The ban has been lifted on the nine airlines affected – Emirates , Etihad Airways, Qatar Airways, Turkish Airlines , Saudi Arabian Airlines, Royal Jordanian , Kuwait Airways , EgyptAir and Royal Air Maroc – which are the only carriers to fly direct to the United States from the region.
King Khalid was the last of 10 airports to be exempted from the ban, the U.S. Department of Homeland Security (DHS) confirmed in a tweet late on Wednesday.
U.S. officials lifted the ban after visiting the 10 airports in Egypt, Morocco, Jordan, the United Arab Emirates, Saudi Arabia, Kuwait, Qatar and Turkey over the past three weeks to confirm new security measures announced last month were being implemented.

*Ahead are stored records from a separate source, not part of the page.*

PR #339, opened 2021-05-19
Add tests to PR 323 (Add asaName support in executeTransaction) 

amityadav0:


packages/algob/test/lib/tx.ts
```diff
@@ -22,3 +33,89 @@ describe("Note in TxParams", () => {
...
+  });
+
+  it("should opt-in to asa using asset id as number", async () => {
+    const res = await executeTransaction(deployer, execParams);
+
+    assert.deepEqual(res, expected);
+  });
+
+  it("Should fail if asset name is passed but not found in checkpoints", async () => {
+    execParams.assetID = "gold";
```
robert-zaremba, line 105:
```suggestion
    execParams.assetID = "unknown";
```

packages/algob/test/lib/tx.ts
```diff
@@ -22,3 +33,89 @@ describe("Note in TxParams", () => {
...
+
+    await expectBuilderErrorAsync(
+      async () => await executeTransaction(deployer, execParams),
+      ERRORS.BUILTIN_TASKS.DEPLOYER_ASA_NOT_DEFINED,
+      "gold"
```
robert-zaremba, line 110:
```suggestion
      "unknown"
```

packages/algob/test/lib/tx.ts
robert-zaremba: let's make it clear :)

packages/algob/test/lib/tx.ts
```diff
@@ -22,3 +33,89 @@ describe("Note in TxParams", () => {
...
+  };
+
+  const account = {
+    addr: 'UDF7DS5QXECBUEDF3GZVHHLXDRJOVTGR7EORYGDBPJ2FNB5D5T636QMWZY',
+    sk: new Uint8Array([28, 45, 45, 15, 70, 188, 57, 228, 18, 21, 42,
+      228, 33, 187, 222, 162, 89, 15, 22, 52, 143, 171, 182, 17, 168,
+      238, 96, 177, 12, 163, 243, 231, 160, 203, 241, 203, 176, 185,
+      4, 26, 16, 101, 217, 179, 83, 157, 119, 28, 82, 234, 204,
+      209, 249, 29, 28, 24, 97, 122, 116, 86, 135, 163, 236, 253])
+  };
```
robert-zaremba, line 63: don't we have a common account we use for tests? If not, let's create a test package with test data (we can put SuggestedParams there as well).

amityadav0: ok

amityadav0: done created tx file mocks folder.

packages/algob/test/lib/tx.ts
```diff
@@ -22,3 +35,72 @@ describe("Note in TxParams", () => {
...
+      'confirmed-round': 1,
+      "asset-index": 1,
+      'application-index': 1,
+      'global-state-delta': "string",
+      'local-state-delta': "string"
+    };
+  });
+
+  afterEach(() => {
+    fn.restore();
```
robert-zaremba, line 80:
```suggestion
    algod.algodClient.restore();
```
an you can remove fn assignment in line 68 and declaration in line 52

robert-zaremba (approved):
added one more small comment.

packages/algob/test/lib/tx.ts
amityadav0: i don't think we can do this `Property 'restore' does not exist on type 'Algodv2'`

robert-zaremba: hmm, it should work:
```
> sinon.stub(console, 'warn')    // NOTE - we don't to store the returned value
> console.warn("abc")            // NOTE - nothing is printed
> console.warn.restore()
> console.warn("abc")   // after restore we see printed "abc"
abc
```

PR #340, opened 2021-05-19
API docs various improvements

ratik21:
Types (defined in runtime) are clickable, but after exporting them in algob `index.ts`
image

### DIFF
--- a/packages/algob/src/runtime.ts
+++ b/packages/algob/src/runtime.ts
@@ -1,0 +1,15 @@
+import {
+  addressToPk, mkTransaction,
+  parseSSCAppArgs, stringToBytes,
+  types,
+  uint64ToBigEndian
+} from "@algo-builder/runtime";
+
+export {
+  addressToPk,
+  mkTransaction,
+  parseSSCAppArgs,
+  stringToBytes,
+  uint64ToBigEndian,
+  types
+};
--- a/packages/runtime/src/lib/asa.ts
+++ b/packages/runtime/src/lib/asa.ts
@@ -81,6 +81,14 @@ export function overrideASADef (
   return origDef;
 }
 
+/**
+ * Parses and validates asset defs fetched from yaml file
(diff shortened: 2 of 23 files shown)


packages/algob/src/runtime.ts
```diff
@@ -0,0 +1,15 @@
...
+  uint64ToBigEndian
+} from "@algo-builder/runtime";
+
+export {
+  addressToPk,
+  mkTransaction,
+  parseSSCAppArgs,
+  stringToBytes,
+  uint64ToBigEndian,
+  types
```
ratik21, line 14: I wasn't able to export some specific types (eg. `ExecParams`..), using
```
export {
 ..
 types: { ExecParams, .. }
 }
 ```
because then we're using type as a value (gives type assertion error). 
 
Types declared in runtime api docs, are clickable in algob api docs only when i exported all types (like done above). Looks like this in algob api docs:
image

File: packages/runtime/src/lib/asa.ts [hunk 2]
```diff
@@ -81,6 +81,14 @@ export function overrideASADef (
   return origDef;
 }
 
+/**
+ * Parses and validates asset defs fetched from yaml file
```
robert-zaremba, line 85:
```suggestion
 * Parses, overrides and validates asset defs map. Filaname parameter is used to
   indicate an ASA definition source when reporting errors.  
```

packages/runtime/src/lib/asa.ts
```diff
@@ -90,6 +98,12 @@ export function validateASADefs (
   return asaDefs;
 }
 
+/**
+ * Loads, validates and returns asset definition from asa.yaml file
```
robert-zaremba, line 102:
```suggestion
 * Loads, validates and returns asset definitions from the assets/asa.yaml file
```

robert-zaremba (approved):
left few suggestions

PR #344, opened 2021-05-21
Rename parseArgs to parse_params

amityadav0:


robert-zaremba (approved):
Please add a changelog entry in _API Breaking_ section.

PR #347, opened 2021-05-24
fix types for download-git-repo

amityadav0:
- Types were missing


ratik21 (approved):
I wonder why we removed these in [https://github.com/scale-it/algo-builder/commit/fd395bdf17e14e83afc735d93024fe41720dae48](https://github.com/scale-it/algo-builder/commit/fd395bdf17e14e83afc735d93024fe41720dae48)

PR #348, opened 2021-05-25
Update runtime to process execParams.deployASA, deploySSC, OptInToASA, OptIntoSSC

amityadav0:
- Update runtime to process execParams.deployASA, deploySSC, OptInToASA, OptIntoSSC
- Add functions to get app and asset ids using string
- Add tests


packages/runtime/src/runtime.ts
```diff
@@ -608,15 +628,28 @@ export class Runtime {
...
+    for (const txn of txnParameters) {
+      switch (txn.type) {
+        case TransactionType.DeployASA: {
+          txn.asaDef = this.loadedAssetsDefs[txn.asaName];
+          break;
+        }
+        case TransactionType.DeploySSC: {
+          txn.approvalProg = new Uint8Array(32); // mock approval program
+          txn.clearProg = new Uint8Array(32); // mock clear program
+          break;
```
ratik21, line 641: could you please explain why we set mock values, instead of `approval`, `clear` programs while deploying ssc? Is it because it's not the compiled teal code?

packages/runtime/test/integration/execute-transaction.ts
```diff
@@ -0,0 +1,209 @@
...
+    // verify app doesn't exist in map
+    const res = runtime.getAppIdFromName(approvalProgram, clearProgram);
+    assert.isUndefined(res);
+  });
+
+  it("Should opt-in to app, through execute transaction", () => {
+    setupApp();
+    syncAccounts();
+    const appId = runtime.getAppIdFromName(approvalProgram, clearProgram);
+    if (appId) {
```
ratik21, line 195: I think we should `assert.isDefined(appId)` here

packages/runtime/src/runtime.ts
```diff
@@ -29,19 +28,21 @@ export class Runtime {
...
 
   constructor (accounts: AccountStoreI[]) {
     // runtime store
     this.store = {
       accounts: new Map<AccountAddress, AccountStoreI>(), // string represents account address
       globalApps: new Map<number, AccountAddress>(), // map of {appId: accountAddress}
-      assetDefs: new Map<number, AccountAddress>() // number represents assetId
+      assetDefs: new Map<number, AccountAddress>(), // number represents assetId
+      assetNameId: new Map<string, number>(),
+      appNameId: new Map<string, number>(),
```
ratik21, line 43: maybe we should keep similar names as `deployer` (`sscInfo`, `ASAInfo`)? note: means we return app/asset info/undefined

packages/runtime/src/runtime.ts
```diff
@@ -234,6 +233,25 @@ export class Runtime {
...
+
+  /**
+   * Queries app id by app name from global state.
+   * Returns undefined if app is not found.
+   * @param approval
+   * @param clear
+   */
+  getAppIdFromName (approval: string, clear: string): number | undefined {
+    return this.store.appNameId.get(approval + "-" + clear);
+  }
```
ratik21, line 253: Can we return app/asset info here? As while loading from checkpoints we do something similar, so user can have same experience in tests as well. What do you think?
Note: i think app/asset info has their id's (along with other metadata)

packages/runtime/src/runtime.ts
amityadav0: yes, and we don't need it while testing

packages/runtime/test/integration/execute-transaction.ts
amityadav0: ok

packages/runtime/src/runtime.ts
amityadav0: yes

packages/runtime/src/ctx.ts
```diff
@@ -403,6 +429,85 @@ export class Ctx implements Context {
...
+            note: txnParam.note,
+            lease: txnParam.lease
+          };
+          this.runtime.addCtxOptInTx(fromAccountAddr, txnParam.appID, txnParam.payFlags, flags);
+          const account = this.getAccount(fromAccountAddr);
+          account.optInToApp(txnParam.appID, appParams);
+
+          this.runtime.run(appParams[approvalProgram], ExecutionMode.STATEFUL);
+          break;
+        }
```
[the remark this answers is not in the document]
amityadav0: ok, i will add a task for it.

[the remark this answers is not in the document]
ratik21: Please add a TODO to code along with a link to task in pivotal tracker

ratik21 (approved):
Please update the changelog before merging

Issue #767, opened 2024-09-15
ux: invalid discussions page should show an error message


wa0x6e:
Page with invalid ID like http://localhost:8080/#/s:safe.eth/discussions/25745677484848 will show the view without content. 

The 2 buttons (join and reply) will lead to 404 pages

PR #799, opened 2024-09-22
fix: show an error when discussion link is invalid

wa0x6e:
### Summary

Closes: #767 

Show an error message when the discussion link is invalid

### How to test

1. Go to http://localhost:8080/#/s:safe.eth/discussions/25745677484848
2. It shows the message `Error while loading the topic.`, instead of empty topic list


bonustrack (approved):
tACK

PR #803, opened 2024-09-23
feat: Show hints on proposal editor to get verified or to get turbo

ChaituVR:
Following https://github.com/snapshot-labs/sx-monorepo/pull/773 with new design

### Summary

Closes: https://github.com/snapshot-labs/workflow/issues/134

- Show a message when someone tries to post a proposal over the limit
- Show a message when someone tries to add more than the choices limit
- Show a message when someone tries to add more than the body chars limit
- Fix in apps/ui/src/helpers/validation.ts - Throws an error if we try to add more choices than the limit while keeping all choices empty

### How to test

1.  Update limits in apps/ui/src/helpers/turbo.ts
2. Also update `verified` or `turbo` in https://github.com/snapshot-labs/sx-monorepo/blob/feat-turbo-hints/apps/ui/src/networks/offchain/api/index.ts#L168-L169

When body chars limit is reached:
image

On turbo space:
image

On Non-offchain spaces:
image

When choices limit is reached:
image

When proposal limit is reached for non-verified spaces:
image

When proposal limit is reached for verified spaces:
image

### DIFF
--- a/apps/ui/src/views/Editor.vue
+++ b/apps/ui/src/views/Editor.vue
@@ -10,7 +10,7 @@ import {
   TURBO_URL,
   VERIFIED_URL
 } from '@/helpers/turbo';
-import { omit } from '@/helpers/utils';
+import { _n, omit } from '@/helpers/utils';
 import { validateForm } from '@/helpers/validation';
 import { getNetwork, offchainNetworks } from '@/networks';
 import { Contact, Transaction, VoteType } from '@/types';
@@ -477,12 +477,23 @@ export default defineComponent({
           v-model="proposal.body"
           :definition="bodyDefinition"
           :error="formErrors.body"
-          :error-suffix="
-            !space?.turbo &&
-            isOffchainSpace &&
-            formErrors.body?.startsWith('Must not have more than')
-          "
-        />
+        >
+          <template
+            v-if="
+              !space?.turbo &&
+              isOffchainSpace &&
+              formErrors.body?.startsWith('Must not have more than')
+            "
+            #error-suffix
+          >
+            <a
+              :href="TURBO_URL"
+              target="_blank"
+              class="ml-1 text-skin-danger font-semibold"
+              >Increase limit</a
+            >.
+          </template>
+        </UiComposer>
         <div class="s-base mb-5">
           <UiInputString
             :key="proposalKey || ''"
@@ -536,16 +547,27 @@ export default defineComponent({
         v-model="proposal"
         :definition="choicesDefinition"
         :error="
-          typeof formErrors.choices === 'string' ? formErrors.choices : ''
+          proposal.choices.length > choicesDefinition.maxItems
+            ? `Must not have more than ${_n(choicesDefinition.maxItems)} items.`
+            : ''
         "
-        :error-suffix="
-          !space?.turbo &&
-          isOffchainSpace &&
-          typeof formErrors.choices === 'string' &&
-          formErrors.choices?.startsWith('Must not have more than')
-        "
-      />
-
+      >
+        <template
+          v-if="
+            !space?.turbo &&
+            isOffchainSpace &&
+            proposal.choices.length > choicesDefinition.maxItems
+          "
+          #error-suffix
+        >
+          <a
+            :href="TURBO_URL"
+            target="_blank"
+            class="ml-1 text-skin-danger font-semibold"
+            >Increase limit</a
+          >.
+        </template>
+      </EditorChoices>
       <div>
         <h4 class="eyebrow mb-2.5" v-text="'Timeline'" />
         <ProposalTimeline :data="space" />
--- a/apps/ui/src/views/Editor.vue
+++ b/apps/ui/src/views/Editor.vue
@@ -552,14 +552,7 @@ export default defineComponent({
             : ''
         "
       >
-        <template
-          v-if="
-            !space?.turbo &&
-            isOffchainSpace &&
-            proposal.choices.length > choicesDefinition.maxItems
-          "
-          #error-suffix
-        >
+        <template v-if="!space?.turbo && isOffchainSpace" #error-suffix>
           <a
             :href="TURBO_URL"
             target="_blank"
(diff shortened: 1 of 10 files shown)


Sekhmet:
`error-suffix` sounds generic, but it's actually not (message is hardcoded at each component).

What do you think about making it more generic, controlling contents via slots?

```diff
diff --git a/apps/ui/src/components/Ui/Composer.vue b/apps/ui/src/components/Ui/Composer.vue
index 6534f01c..8a2631bb 100644
--- a/apps/ui/src/components/Ui/Composer.vue
+++ b/apps/ui/src/components/Ui/Composer.vue
@@ -1,12 +1,10 @@
 <script setup lang="ts">
-import { TURBO_URL } from '@/helpers/turbo';
 import { _n } from '@/helpers/utils';
 
 const model = defineModel<string>({ required: true });
 
 const props = defineProps<{
   error?: string;
-  errorSuffix?: boolean;
   definition: any;
 }>();
 
@@ -128,14 +126,7 @@ watch(model, () => {
     />
     <div v-if="showError" class="s-input-error-message leading-6 mt-2">
       <span v-text="error" />
-      <span v-if="errorSuffix" class="ml-1">
-        <a
-          :href="TURBO_URL"
-          target="_blank"
-          class="text-skin-danger font-semibold"
-          >Increase limit</a
-        >.
-      </span>
+      <slot name="error-suffix" />
     </div>
   </div>
 </template>
diff --git a/apps/ui/src/views/Editor.vue b/apps/ui/src/views/Editor.vue
index 62430727..1e3dea6d 100644
--- a/apps/ui/src/views/Editor.vue
+++ b/apps/ui/src/views/Editor.vue
@@ -477,12 +477,23 @@ export default defineComponent({
           v-model="proposal.body"
           :definition="bodyDefinition"
           :error="formErrors.body"
-          :error-suffix="
-            !space?.turbo &&
-            isOffchainSpace &&
-            formErrors.body?.startsWith('Must not have more than')
-          "
-        />
+        >
+          <template
+            v-if="
+              !space?.turbo &&
+              isOffchainSpace &&
+              formErrors.body?.startsWith('Must not have more than')
+            "
+            #error-suffix
+          >
+            <a
+              :href="TURBO_URL"
+              target="_blank"
+              class="ml-1 text-skin-danger font-semibold"
+              >Increase limit</a
+            >.
+          </template>
+        </UiComposer>
         <div class="s-base mb-5">
           <UiInputString
             :key="proposalKey || ''"
@@ -538,12 +549,6 @@ export default defineComponent({
         :error="
           typeof formErrors.choices === 'string' ? formErrors.choices : ''
         "
-        :error-suffix="
-          !space?.turbo &&
-          isOffchainSpace &&
-          typeof formErrors.choices === 'string' &&
-          formErrors.choices?.startsWith('Must not have more than')
-        "
       />
 
       <div>
```

bonustrack (approved):
tACK approving the style

ChaituVR:
> `error-suffix` sounds generic, but it's actually not (message is hardcoded at each component).
> 
> What do you think about making it more generic, controlling contents via slots?
> 

Slots was the first approach I tried 😅 then moved them as it is increasing the code inside `Editor` component and components `Composer` and `EditorChoices` are not being used on other components than editor and statement pages, i thought in future we can add more cases inside `errorSuffix` if required

But yea I agree it can be more generic with slots, I will move them

apps/ui/src/views/Editor.vue
```diff
@@ -467,7 +543,24 @@ export default defineComponent({
...
+      <EditorChoices
+        v-model="proposal"
+        :definition="choicesDefinition"
+        :error="
+          proposal.choices.length > choicesDefinition.maxItems
+            ? `Must not have more than ${_n(choicesDefinition.maxItems)} items.`
+            : ''
+        "
+      >
+        <template v-if="!space?.turbo && isOffchainSpace" #error-suffix>
```
bonustrack, line 555: Btw, I'm not sure to understand why error and error suffix are using 2 different params, this could just be a single "error" template slot, that would give more freedom on how we format errors message.

apps/ui/src/views/Editor.vue
```diff
@@ -169,6 +174,29 @@ const canSubmit = computed(() => {
     : !web3.value.authLoading;
 });
 
+const isOffchainSpace = computed(() => {
+  if (!space.value) return false;
```
wa0x6e, line 178: Check not needed anymore, since space is now from a props on latest master

wa0x6e: Same for the few checks below

wa0x6e (approved):
tAck

apps/ui/src/views/Editor.vue
ChaituVR: > Btw, I'm not sure to understand why error and error suffix are using 2 different params, this could just be a single "error" template slot, that would give more freedom on how we format errors message.

This follows a similar approach to the `Composer` component above, which uses `error` prop to indicate error on the border, limit text etc.
image 

Also Composer is used on profile statement as well, where we don't need the suffix, this approach will not disturb that, without having to change the statement component. 

For EditorChoices, this will be useful  if we want to show other errors/indications in the future

ChaituVR: i can merge this PR?

apps/ui/src/views/Space/Editor.vue
```diff
@@ -146,6 +154,15 @@ const canSubmit = computed(() => {
...
 });
+const spaceType = computed(() =>
+  props.space.turbo ? 'turbo' : props.space.verified ? 'verified' : 'default'
+);
+
+const proposalLimitReached = computed(
+  () =>
+    (props.space.proposal_count_1d || 0) >= MAX_1D_PROPOSALS[spaceType.value] ||
+    (props.space.proposal_count_30d || 0) >= MAX_30D_PROPOSALS[spaceType.value]
+);
```
Sekhmet, line 165: This will be annoying in testing, is this enforced server-side? I don't think so, do we have plans on enforcing it on testnet? If not would be good to ignore this on testnets.

ChaituVR: For testing you can change values in https://github.com/snapshot-labs/sx-monorepo/blob/2b3ea26de69ed9b4d874196b652cdf2d43ccda59/apps/ui/src/networks/offchain/api/index.ts#L166-L182 to change proposals counts or values of `verified` or `turbo`

We do enforce this limit on testnet, but all testnet spaces get limits of a verified space 🙈 I think it will be automatically handled with https://github.com/snapshot-labs/workflow/issues/223

Sekhmet (approved):
utACK

Issue #805, opened 2024-09-23
Investigate if we can support null as snapshot on EVM networks


Sekhmet:
Currently we enforce snapshot block to not be null on EVM:
https://github.com/snapshot-labs/sx-monorepo/blob/4627095db42b392059021ca1cc78224ce9da54e4/apps/ui/src/networks/evm/actions.ts#L717-L718

I'm not longer sure why that's the case, quick look at EVM strategies suggests that it might actually work, just using `blockTag: "latest"` if block is null.

We should verify if that's possible and implement it so we don't have this extra logic inside.

PR #806, opened 2024-09-23
fix: do not use null as snapshot for EVM spaces

Sekhmet:
### Summary

I don't remember exactly why, but for EVM we don't support null as block (issue to investigate it: https://github.com/snapshot-labs/sx-monorepo/issues/805).

But we did use null for pending proposals. This PR prevents it.

### How to test

1. You see your VP here: http://localhost:8080/#/sep:0xb58B05A1c8263441Bd74454544fD66CE25D300AD/proposal/61


wa0x6e (approved):
tAck

PR #807, opened 2024-09-23
fix: flip dropdown icons

Sekhmet:
### Summary

Those were defined wrong way around. Should point down if closed, up if opened.

image


wa0x6e (approved):
utAck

The new requirements include enhanced passenger screening at foreign airports, increased security protocols around aircraft and in passenger areas and expanded canine screening. They affect 325,000 airline passengers on about 2,000 commercial flights arriving daily in the United States, on 180 airlines from 280 airports in 105 countries.
Leading industry group the International Air Transport Association (IATA) criticised the laptop ban as ineffective, as security experts argued that militants could travel to the United States via Europe or elsewhere where the restrictions didn’t apply.
Middle East carriers have blamed Trump’s travel restrictions, which include banning citizens of some Muslim majority countries from visiting the United States, for a downturn in demand on U.S routes.